INFORMATION section start

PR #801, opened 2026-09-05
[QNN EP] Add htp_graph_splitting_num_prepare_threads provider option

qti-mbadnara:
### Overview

INFORMATION section end
INFORMATION section start

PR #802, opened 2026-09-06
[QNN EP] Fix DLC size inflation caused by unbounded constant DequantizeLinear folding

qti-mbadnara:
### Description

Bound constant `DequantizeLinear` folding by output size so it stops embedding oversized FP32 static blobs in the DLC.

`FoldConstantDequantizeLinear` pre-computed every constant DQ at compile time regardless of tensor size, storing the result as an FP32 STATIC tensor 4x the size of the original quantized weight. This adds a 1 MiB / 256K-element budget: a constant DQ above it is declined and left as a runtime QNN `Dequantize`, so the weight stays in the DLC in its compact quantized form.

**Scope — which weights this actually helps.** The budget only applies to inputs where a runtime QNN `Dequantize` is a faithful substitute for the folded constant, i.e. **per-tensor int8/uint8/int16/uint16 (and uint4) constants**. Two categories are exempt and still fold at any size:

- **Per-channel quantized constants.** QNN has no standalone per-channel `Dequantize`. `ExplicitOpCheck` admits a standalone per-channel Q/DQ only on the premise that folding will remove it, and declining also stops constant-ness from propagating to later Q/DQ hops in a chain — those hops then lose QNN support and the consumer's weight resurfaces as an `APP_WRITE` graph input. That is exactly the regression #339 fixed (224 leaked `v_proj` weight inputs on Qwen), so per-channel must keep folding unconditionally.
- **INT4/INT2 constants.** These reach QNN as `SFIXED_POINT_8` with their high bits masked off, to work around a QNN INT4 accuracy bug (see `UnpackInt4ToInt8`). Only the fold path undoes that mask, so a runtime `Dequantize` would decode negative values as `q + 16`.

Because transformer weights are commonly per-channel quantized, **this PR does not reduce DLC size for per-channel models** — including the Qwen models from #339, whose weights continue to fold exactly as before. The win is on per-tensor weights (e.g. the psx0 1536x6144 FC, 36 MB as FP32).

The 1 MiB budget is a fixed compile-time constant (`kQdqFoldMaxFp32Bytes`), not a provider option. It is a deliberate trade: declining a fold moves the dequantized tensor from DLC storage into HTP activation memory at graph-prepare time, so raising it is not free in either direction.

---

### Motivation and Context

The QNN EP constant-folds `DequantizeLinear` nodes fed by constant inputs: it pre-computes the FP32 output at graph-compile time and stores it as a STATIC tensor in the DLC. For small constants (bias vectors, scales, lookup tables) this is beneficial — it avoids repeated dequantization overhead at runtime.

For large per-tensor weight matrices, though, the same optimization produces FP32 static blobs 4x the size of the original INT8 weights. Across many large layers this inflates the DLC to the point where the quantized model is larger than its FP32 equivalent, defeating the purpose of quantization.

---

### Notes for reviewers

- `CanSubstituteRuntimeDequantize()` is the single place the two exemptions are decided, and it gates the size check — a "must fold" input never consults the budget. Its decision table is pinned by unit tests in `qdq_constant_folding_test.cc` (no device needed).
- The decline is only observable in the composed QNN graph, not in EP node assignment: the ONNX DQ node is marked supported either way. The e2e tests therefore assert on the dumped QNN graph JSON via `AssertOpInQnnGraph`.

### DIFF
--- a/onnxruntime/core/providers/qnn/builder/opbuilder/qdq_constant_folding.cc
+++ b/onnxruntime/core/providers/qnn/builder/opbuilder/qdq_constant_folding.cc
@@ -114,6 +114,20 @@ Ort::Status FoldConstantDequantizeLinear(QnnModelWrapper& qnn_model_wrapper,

INFORMATION section end
INFORMATION section start

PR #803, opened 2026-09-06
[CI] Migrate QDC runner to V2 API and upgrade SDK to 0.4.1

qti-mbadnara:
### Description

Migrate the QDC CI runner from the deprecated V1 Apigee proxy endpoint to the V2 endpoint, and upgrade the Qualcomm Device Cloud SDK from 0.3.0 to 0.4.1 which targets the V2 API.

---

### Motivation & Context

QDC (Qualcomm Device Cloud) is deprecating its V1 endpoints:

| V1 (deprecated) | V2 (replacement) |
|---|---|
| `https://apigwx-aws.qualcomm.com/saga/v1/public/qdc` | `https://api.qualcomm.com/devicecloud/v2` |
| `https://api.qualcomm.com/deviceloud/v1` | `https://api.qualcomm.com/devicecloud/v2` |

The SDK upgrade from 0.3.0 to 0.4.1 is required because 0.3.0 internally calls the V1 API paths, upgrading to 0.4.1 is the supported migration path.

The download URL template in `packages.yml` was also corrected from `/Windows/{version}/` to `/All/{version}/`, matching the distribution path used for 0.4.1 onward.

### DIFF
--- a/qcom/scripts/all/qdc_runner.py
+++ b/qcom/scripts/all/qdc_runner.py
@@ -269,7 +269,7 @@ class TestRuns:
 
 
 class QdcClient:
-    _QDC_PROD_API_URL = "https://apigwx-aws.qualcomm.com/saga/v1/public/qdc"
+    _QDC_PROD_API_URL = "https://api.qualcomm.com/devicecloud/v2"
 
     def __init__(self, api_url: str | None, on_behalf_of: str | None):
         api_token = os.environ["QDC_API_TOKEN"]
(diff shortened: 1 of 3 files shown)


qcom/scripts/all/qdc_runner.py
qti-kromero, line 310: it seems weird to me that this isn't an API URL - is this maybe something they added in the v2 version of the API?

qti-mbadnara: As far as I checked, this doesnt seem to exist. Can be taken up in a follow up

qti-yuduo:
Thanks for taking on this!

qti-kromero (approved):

INFORMATION section end

- [TASK REQUIREMENTS]
Write down how many lines in this listing contain the word "class"; the number is the whole answer.

- [SOLUTION TO THE EXERCISE]
2